(Data extract Opens)
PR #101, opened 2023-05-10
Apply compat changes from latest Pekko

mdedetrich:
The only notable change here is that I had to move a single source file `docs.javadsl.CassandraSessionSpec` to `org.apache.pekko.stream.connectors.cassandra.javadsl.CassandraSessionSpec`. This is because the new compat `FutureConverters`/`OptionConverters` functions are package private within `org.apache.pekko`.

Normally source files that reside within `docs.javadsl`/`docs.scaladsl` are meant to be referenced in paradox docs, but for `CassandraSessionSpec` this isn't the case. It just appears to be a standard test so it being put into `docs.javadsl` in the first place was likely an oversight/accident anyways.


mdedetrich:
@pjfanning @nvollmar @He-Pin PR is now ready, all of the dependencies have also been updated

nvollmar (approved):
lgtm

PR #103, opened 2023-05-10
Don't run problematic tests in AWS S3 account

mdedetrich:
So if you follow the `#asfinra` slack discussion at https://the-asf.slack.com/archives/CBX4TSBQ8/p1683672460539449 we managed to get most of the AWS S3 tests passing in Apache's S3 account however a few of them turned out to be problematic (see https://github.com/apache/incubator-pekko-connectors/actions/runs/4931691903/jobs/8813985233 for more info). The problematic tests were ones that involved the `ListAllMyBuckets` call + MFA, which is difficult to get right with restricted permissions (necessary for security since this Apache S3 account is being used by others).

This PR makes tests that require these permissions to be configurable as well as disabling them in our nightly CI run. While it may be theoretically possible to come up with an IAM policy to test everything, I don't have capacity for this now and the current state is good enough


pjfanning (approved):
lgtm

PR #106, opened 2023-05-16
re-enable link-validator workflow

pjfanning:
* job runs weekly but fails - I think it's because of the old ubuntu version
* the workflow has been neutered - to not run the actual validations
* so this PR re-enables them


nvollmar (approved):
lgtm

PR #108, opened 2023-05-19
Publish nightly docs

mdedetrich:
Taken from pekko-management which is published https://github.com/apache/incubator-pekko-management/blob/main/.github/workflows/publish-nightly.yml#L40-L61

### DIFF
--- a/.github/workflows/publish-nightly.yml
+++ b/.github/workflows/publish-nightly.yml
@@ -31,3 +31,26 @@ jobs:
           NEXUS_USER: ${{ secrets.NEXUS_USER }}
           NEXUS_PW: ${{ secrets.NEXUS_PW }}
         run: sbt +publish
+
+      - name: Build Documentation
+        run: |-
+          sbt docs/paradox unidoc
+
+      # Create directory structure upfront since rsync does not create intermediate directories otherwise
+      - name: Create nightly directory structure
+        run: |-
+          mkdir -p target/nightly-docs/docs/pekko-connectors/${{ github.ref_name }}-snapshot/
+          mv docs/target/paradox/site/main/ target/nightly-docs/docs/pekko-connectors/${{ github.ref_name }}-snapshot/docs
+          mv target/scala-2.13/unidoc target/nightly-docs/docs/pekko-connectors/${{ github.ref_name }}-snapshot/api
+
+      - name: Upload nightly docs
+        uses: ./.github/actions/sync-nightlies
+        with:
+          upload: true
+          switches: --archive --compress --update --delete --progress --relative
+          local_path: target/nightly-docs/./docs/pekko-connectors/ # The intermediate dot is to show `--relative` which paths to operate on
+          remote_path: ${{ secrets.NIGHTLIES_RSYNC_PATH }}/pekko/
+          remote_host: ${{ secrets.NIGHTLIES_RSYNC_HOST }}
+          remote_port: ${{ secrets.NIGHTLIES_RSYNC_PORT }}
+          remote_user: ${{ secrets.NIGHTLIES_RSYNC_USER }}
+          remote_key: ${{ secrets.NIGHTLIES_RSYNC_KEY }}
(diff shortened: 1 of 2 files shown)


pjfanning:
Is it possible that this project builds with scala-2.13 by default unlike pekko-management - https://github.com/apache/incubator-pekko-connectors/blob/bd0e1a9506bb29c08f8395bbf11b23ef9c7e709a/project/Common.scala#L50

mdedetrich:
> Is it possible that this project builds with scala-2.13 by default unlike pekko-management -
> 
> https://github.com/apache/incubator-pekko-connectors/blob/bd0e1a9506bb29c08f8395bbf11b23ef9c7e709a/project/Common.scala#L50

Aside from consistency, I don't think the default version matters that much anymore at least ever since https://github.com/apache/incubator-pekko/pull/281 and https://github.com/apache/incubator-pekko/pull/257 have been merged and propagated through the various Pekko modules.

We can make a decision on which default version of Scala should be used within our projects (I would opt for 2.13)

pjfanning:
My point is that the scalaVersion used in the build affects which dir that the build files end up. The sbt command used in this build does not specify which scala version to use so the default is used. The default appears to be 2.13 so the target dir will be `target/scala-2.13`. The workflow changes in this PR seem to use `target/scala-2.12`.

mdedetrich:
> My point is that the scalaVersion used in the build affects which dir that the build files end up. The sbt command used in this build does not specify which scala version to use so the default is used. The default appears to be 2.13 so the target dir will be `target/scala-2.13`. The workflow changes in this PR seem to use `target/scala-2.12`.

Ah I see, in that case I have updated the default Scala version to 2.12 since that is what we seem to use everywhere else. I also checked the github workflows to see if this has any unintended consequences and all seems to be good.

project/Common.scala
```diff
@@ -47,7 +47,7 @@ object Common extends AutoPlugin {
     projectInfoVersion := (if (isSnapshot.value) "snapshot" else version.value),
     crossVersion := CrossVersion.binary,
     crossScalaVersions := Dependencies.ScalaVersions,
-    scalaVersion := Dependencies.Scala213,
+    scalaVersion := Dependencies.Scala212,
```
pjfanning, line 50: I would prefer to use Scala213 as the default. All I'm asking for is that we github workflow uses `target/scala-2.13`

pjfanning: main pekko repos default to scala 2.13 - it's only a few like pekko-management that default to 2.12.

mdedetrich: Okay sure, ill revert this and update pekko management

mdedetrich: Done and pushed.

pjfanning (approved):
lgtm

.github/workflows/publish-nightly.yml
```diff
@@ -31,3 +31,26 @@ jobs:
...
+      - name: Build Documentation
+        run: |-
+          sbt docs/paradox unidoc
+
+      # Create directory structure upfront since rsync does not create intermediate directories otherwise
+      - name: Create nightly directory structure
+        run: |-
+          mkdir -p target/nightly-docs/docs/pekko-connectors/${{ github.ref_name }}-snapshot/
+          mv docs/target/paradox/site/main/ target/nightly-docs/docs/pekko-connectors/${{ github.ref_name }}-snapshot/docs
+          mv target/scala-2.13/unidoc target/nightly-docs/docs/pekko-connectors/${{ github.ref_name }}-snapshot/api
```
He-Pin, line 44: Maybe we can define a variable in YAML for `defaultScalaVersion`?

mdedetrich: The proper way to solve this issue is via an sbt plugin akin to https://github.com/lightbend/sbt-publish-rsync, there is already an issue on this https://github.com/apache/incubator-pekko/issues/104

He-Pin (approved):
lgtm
(Data extract Closes)
(Data extract Opens)
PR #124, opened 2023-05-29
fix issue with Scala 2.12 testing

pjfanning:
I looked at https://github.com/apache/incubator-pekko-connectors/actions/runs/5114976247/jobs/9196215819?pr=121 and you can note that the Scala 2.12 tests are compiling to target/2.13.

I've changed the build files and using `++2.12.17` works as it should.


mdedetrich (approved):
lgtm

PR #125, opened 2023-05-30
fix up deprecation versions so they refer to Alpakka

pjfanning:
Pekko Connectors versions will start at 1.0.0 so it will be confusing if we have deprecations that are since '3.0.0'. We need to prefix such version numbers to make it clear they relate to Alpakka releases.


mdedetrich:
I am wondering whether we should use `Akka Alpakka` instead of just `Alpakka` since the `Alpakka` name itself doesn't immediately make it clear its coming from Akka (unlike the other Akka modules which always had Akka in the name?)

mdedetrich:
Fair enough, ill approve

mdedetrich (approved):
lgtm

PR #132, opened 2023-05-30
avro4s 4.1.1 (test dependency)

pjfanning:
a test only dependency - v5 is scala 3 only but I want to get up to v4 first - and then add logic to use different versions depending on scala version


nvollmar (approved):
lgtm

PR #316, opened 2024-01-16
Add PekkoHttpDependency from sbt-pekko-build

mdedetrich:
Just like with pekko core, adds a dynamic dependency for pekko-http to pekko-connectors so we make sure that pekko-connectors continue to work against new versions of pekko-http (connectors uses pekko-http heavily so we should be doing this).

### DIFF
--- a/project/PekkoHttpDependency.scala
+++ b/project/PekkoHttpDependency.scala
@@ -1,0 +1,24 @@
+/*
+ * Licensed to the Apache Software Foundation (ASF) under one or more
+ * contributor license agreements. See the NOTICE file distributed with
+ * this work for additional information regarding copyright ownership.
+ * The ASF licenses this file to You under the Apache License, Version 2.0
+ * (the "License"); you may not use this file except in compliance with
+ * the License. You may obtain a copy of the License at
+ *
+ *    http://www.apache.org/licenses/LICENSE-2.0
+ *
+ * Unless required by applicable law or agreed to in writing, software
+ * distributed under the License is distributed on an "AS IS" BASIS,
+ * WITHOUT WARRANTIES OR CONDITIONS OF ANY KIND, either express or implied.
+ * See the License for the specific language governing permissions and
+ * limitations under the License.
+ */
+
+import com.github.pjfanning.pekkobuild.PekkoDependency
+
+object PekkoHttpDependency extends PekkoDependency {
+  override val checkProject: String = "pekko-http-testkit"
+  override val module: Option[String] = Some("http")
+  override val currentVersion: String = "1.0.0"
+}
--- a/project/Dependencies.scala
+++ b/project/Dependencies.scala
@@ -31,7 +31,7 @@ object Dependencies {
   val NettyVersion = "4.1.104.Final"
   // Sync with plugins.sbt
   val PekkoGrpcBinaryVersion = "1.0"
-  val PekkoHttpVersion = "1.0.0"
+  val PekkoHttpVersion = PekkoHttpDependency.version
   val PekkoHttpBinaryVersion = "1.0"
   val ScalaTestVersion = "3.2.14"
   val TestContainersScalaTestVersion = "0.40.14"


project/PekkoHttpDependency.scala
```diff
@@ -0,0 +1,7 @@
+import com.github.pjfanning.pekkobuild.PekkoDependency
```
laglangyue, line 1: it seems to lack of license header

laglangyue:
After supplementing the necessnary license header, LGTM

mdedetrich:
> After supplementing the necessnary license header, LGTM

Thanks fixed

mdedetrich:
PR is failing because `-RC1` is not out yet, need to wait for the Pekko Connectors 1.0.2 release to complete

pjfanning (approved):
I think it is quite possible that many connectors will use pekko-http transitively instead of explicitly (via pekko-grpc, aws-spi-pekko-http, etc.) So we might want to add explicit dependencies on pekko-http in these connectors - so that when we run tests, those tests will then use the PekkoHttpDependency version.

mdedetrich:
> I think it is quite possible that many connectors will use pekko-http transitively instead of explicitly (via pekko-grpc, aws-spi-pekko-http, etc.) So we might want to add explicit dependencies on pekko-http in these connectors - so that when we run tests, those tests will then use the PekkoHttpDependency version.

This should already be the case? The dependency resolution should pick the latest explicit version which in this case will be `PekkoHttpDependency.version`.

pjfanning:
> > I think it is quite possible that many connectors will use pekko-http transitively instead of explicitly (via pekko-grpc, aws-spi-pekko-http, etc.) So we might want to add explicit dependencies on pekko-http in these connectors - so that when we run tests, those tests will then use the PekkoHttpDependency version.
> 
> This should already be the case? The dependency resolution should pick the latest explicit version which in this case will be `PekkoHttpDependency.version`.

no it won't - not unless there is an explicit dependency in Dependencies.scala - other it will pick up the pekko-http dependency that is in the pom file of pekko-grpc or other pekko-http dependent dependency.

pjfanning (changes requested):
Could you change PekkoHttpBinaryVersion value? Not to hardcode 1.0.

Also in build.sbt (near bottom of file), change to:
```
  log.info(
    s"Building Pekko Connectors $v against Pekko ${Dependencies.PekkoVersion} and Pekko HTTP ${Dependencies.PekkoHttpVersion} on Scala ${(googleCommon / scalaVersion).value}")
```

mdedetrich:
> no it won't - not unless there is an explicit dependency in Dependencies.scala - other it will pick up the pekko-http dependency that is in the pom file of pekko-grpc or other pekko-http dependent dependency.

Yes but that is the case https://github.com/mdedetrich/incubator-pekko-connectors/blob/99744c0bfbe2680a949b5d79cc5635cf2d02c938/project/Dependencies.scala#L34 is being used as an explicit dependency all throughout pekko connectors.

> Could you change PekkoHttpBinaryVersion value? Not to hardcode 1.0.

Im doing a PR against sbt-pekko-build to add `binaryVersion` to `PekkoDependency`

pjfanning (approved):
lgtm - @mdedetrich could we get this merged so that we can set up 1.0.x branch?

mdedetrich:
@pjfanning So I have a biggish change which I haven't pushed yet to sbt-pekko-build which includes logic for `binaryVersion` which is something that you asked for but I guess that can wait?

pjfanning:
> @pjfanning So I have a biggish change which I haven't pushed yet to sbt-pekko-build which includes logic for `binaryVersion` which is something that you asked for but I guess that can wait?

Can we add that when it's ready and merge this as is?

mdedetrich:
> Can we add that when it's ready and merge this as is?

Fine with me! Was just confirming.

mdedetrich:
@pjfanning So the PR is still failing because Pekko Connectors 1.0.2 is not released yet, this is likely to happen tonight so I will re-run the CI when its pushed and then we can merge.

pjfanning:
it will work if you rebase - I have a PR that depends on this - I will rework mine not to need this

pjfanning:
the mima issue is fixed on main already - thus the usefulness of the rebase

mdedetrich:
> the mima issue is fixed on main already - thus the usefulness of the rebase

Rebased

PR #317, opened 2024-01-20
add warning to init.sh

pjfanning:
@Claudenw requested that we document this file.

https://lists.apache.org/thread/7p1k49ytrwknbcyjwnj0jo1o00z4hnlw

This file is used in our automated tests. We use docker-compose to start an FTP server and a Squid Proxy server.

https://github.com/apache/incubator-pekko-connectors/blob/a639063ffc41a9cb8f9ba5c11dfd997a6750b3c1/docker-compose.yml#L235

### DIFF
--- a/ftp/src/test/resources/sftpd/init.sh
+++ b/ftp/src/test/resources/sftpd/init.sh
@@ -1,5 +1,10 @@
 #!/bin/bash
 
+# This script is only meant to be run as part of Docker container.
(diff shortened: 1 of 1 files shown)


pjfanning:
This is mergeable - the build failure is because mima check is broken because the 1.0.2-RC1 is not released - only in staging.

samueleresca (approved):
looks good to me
(Data extract Closes)
__Exercise__
Which lines above hold the string "something"? Please copy all of them.

__Problem solution__
@pjfanning So I have a biggish change which I haven't pushed yet to sbt-pekko-build which includes logic for `binaryVersion` which is something that you asked for but I guess that can wait?
> @pjfanning So I have a biggish change which I haven't pushed yet to sbt-pekko-build which includes logic for `binaryVersion` which is something that you asked for but I guess that can wait?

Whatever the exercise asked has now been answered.